The question is centered around efficiency. Hope it makes sense.

Thanks, JR


----------



## NIMT

I think what your trying to say is you have 2 turnouts connected into a crossover?
What kind of switch machines are you using? 
Standard atlas snap style, dual coil, or tortoise / slow motion machines?
I use all tortoise slow motion machines. They are allot easier to control multiple turnout points with because one machine runs cables to switch all the points at the same time. 
The same process can be done with atlas snap switch machines, it just takes multiple atlas snap switch machines linked together to achieve the same result.
Yes it is done by just connecting together the same terminals then back to control switch. Downside they will not all latch in every time. So your chances of non latching and or derailments can be greatly increased.
Sean


----------



## tankist

i think you need to restate again
switch machine or switch motor is the device physically attached to TO and physically actuating the points.

what you wanted to ask is if you can drive multiple remote TOs simultaneously. yes you can.
how/with what are you driving your turnouts now?



ADD:
merged both threads into one. discuss here


----------



## NIMT

I'm a little confused?
Do you have the switch machines already?
Or do you want to get a better match-up for your purpose?
Sorry if I'm being dense?
Sean


----------



## tkruger

Yes two of the machines can be wired to one control.

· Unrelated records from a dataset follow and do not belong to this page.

PR #823, opened 2024-11-01
Add DEFANG_NO_CACHE env var

lionello:
We should discuss if we want to enable pull-through caching by default (it saves $$ and is "faster"), especially considering that the pull-through cache repos do not have image lifecycle rules, ie. images never get purged. This is something we'll have to add to the CloudFormation template eventually. See https://github.com/aws/containers-roadmap/issues/1758

### DIFF
--- a/src/pkg/cli/client/byoc/aws/byoc.go
+++ b/src/pkg/cli/client/byoc/aws/byoc.go
@@ -143,7 +143,7 @@ func (b *ByocAws) getCdImageTag(ctx context.Context) (string, error) {
 		return b.cdImageTag, nil
 	}
 
-	// see if we already have a deployment running; use the same cd image tag
+	// see if we have a previous deployment; use the same cd image tag
 	projUpdate, err := b.getProjectUpdate(ctx)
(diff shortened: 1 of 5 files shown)


src/pkg/cli/client/byoc/aws/byoc.go
```diff
@@ -143,7 +143,7 @@ func (b *ByocAws) getCdImageTag(ctx context.Context) (string, error) {
 		return b.cdImageTag, nil
 	}
 
-	// see if we already have a deployment running
+	// see if we already have a deployment running; use the same cd image tag
```
jordanstephens, line 146:
```suggestion
	// see if we have a previous deployment; use the same cd image tag
```

jordanstephens: `DEFANG_CD_IMAGE` should override this

lionello: Done

edwardrf (approved):
LGTM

I did this in my layout. Using a terminal strip is the 'best' way to do this. I did the 'hack' method and just spliced the wires. The one issue you may have is that if your power pack is not strong enough then it may not operate both of the switches at once properly. My basic Bachmann 'kit' ps was to weak. My MRC had more than enough power to work all the switches in the layout at once.


----------



## SoupCan113

Alright thanks for all the replies. I apologize for the extra posts. Wasn't sure they were working it being my first time. So it sounds like it does work but can sometimes cause problems which I expected. I don't actually have the entire thing set up, I'm still working on the track work and foam etc. Right now I have 12 turnouts on a 4X8 HO layout, one being a manual. I am in the middle of getting all the wiring ready so I know exactly what I need on my control panel. The whole layout is set up with block wiring etc. So I don't physically have the _switch control boxes_ (I believe that would be the proper name for what I was calling switch machines) set up yet. However the actual "switch machines" on the turnouts themselves are ready to be wired, some of which already are into terminals waiting to be continued on to the control panel.


----------



## SoupCan113

tkruger said:


> Yes two of the machines can be wired to one control. I did this in my layout. Using a terminal strip is the 'best' way to do this. I did the 'hack' method and just spliced the wires. The one issue you may have is that if your power pack is not strong enough then it may not operate both of the switches at once properly. My basic Bachmann 'kit' ps was to weak. My MRC had more than enough power to work all the switches in the layout at once.


You say that you use a MRC to get a good power source. Like you I bought a kit to start, but then eventually used its provided parts to create my own layout. My kit was Atlas track and came with an MRC Railpower 1300, how do I know if this provides enough power for my layout? Hook it up and see what happens?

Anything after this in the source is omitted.